§ **Listed entries**:

*-*-*

PR #3106, opened 2026-04-13
chore: remove mbta-site Sentry project

thecristen:
As discussed in retro -- we'll keep mbta-dotcom (reports Elixir errors to Sentry) and stop sending JS errors to mbta-site.
**Note**: I didn't remove the `@sentry/react` frontend dependency, because we're using its `ErrorBoundary` component in the stop page, and I didn't consider it worth refactoring for now!


lvachon1 (approved):
Looks good to me, dev-blue seems to be working as expected.  Hopefully improves the signal-to-noise ratio in splunk.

*-*-*

§ **Task to complete**: Using the records above, copy exactly the lines from the one containing "chore: remove mbta-site Sentry project" through the last, inclusive, and nothing else.

§ **Reply to the exercise**:
chore: remove mbta-site Sentry project

thecristen:
As discussed in retro -- we'll keep mbta-dotcom (reports Elixir errors to Sentry) and stop sending JS errors to mbta-site.
**Note**: I didn't remove the `@sentry/react` frontend dependency, because we're using its `ErrorBoundary` component in the stop page, and I didn't consider it worth refactoring for now!


lvachon1 (approved):
Looks good to me, dev-blue seems to be working as expected.  Hopefully improves the signal-to-noise ratio in splunk.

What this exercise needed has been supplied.